While hackers could have stolen account information from the more secure EMV chip cards in a Target-like card breach, the data would have been worthless.
The breach, which compromised 40 million debit and credit cards, highlights how easy it is to clone magnetic-stripe cards used mostly in the U.S. versus the more technologically advanced cards being widely adopted as the standard worldwide.
On traditional mag-stripe cards, the card account information and security code are encrypted and stored on the magnetic stripe. Hackers pick up this encrypted information, decode it and use the information to create counterfeit cards.
EMV chip cards contain a microprocessor chip that produces a different security code each time it's used. Hackers could pick up this code along with the card account information, but the code wouldn't authorize a transaction because it would have already been used.

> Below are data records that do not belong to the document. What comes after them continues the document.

PR #381, opened 2021-08-13
Add ADR for choice of EKS node group

kerin:


sengi (approved):
+1 for managed node group. Definitely the safest option to get started with.

PR #385, opened 2021-08-16
Add additional IPs to office_cidr_list list

fredericfran-gds:
GDS `Bring Your Own Device` network has 2 new IPs:
1. 213.86.153.211
2. 213.86.153.231

that we want to add to the list of `office_cidr_list` so that these devices can continue to have access to the GOV.UK services.

Ref:
1. [trello task](https://trello.com/c/0La4yrYZ/613-add-byod-vpn-egress-ips-to-allowlists)


sengi (approved):
Didn't know we still had this duplicated here. Thanks for updating it. Maybe stick a TODO to nuke it and use remote-state though?

PR #387, opened 2021-08-16
Associate admin users with `cluster-admins` group

karlbaker02:
This PR associates all current admin users with the existing in-built `cluster-admin` role via a new ClusterRoleBinding. By making this association, we can remove the direct association between these users and the `system:masters` group, meaning that we have greater visibility over users' permissions as well as laying some groundwork for when we more tightly scope user roles.

Trello: https://trello.com/c/dqG4nXn0


sengi (approved):
Cool

PR #390, opened 2021-08-16
Add ADR for EKS application logging

kerin:


sengi (approved):
+1 for fluentbit if we can get away with it (sounds like it's much more capable than when I last looked a few years ago)

Is 'EDR' a typo in the PR title / commit message?

bilbof (approved):
SGTM, thanks! 👍

kerin:
> +1 for fluentbit if we can get away with it (sounds like it's much more capable than when I last looked a few years ago)

I've not yet used it personally, so this is a bit speculative on my part - it is a direct drop-in replacement for Fluentd though and there'd be very minimal friction in changing horses, so it seems well worth a go.

> Is 'EDR' a typo in the PR title / commit message?

It is!

PR #391, opened 2021-08-17
add readonly users to aws-auth config map

fredericfran-gds:
This commit adds `readonly` users (as defined in
[govuk-aws-data](https://github.com/alphagov/govuk-aws-data)) are added
to the cluster.

These new users are mapped to the k8s group `readonly` with the default
[view](https://kubernetes.io/docs/reference/access-authn-authz/rbac/)
clusterrole is associated to that group.

Since Concourse CI in the `test` environment needs a user to verify
commits via terraform plans, we added a new readonly user
`govuk-ci-concourse` to the cluster in the `test` environment.

We add 2 additional privileges to the `readonly` k8s group: read
clusterroles and clusterrolebindings since this necessary for
`govuk-ci-concourse` to be able to plan the `cluster-services`
deployment.

Ref:
1. [trello card](https://trello.com/c/ONhtNSTg/406-iam-eks-configure-fulladmin-and-readonly-access-levels)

"There would be no incentive for criminals to do this," says Randy Vanderhoof, director of the EMV Migration Forum, a cross-industry association of companies helping to transition the U.S. payment landscape from mag-stripe to chip cards.
Even with this protection, EMV isn't foolproof. Chip cards are still vulnerable to online fraud, where the card isn't present. And fraudsters will go wherever it's easiest to commit card fraud. After France adopted EMV cards, fraud involving counterfeit cards dropped. But online card fraud quadrupled.
This year, the U.K., which has adopted chip cards with personal identification numbers for even better security, saw a rise in "low-tech" deception fraud. In this type of fraud, consumers part with their cards or give away account information by email or over the phone. Still, overall, U.K. card fraud is way down from its peak in 2008.
The U.S. will experience its own transition as EMV cards become the card du jour here. Visa, MasterCard, Discover and American Express have told retailers that they must be able to process chip cards by 2015. Gas stations have until 2017. The steps to make that happen are underway.
Banks are slowly offering EMV chip versions of their own credit cards. Right now, most of the cards are for business travelers or globetrotters to make it easier to purchase abroad. Come 2015, a breach like the one at Target this month will be a relic of the past.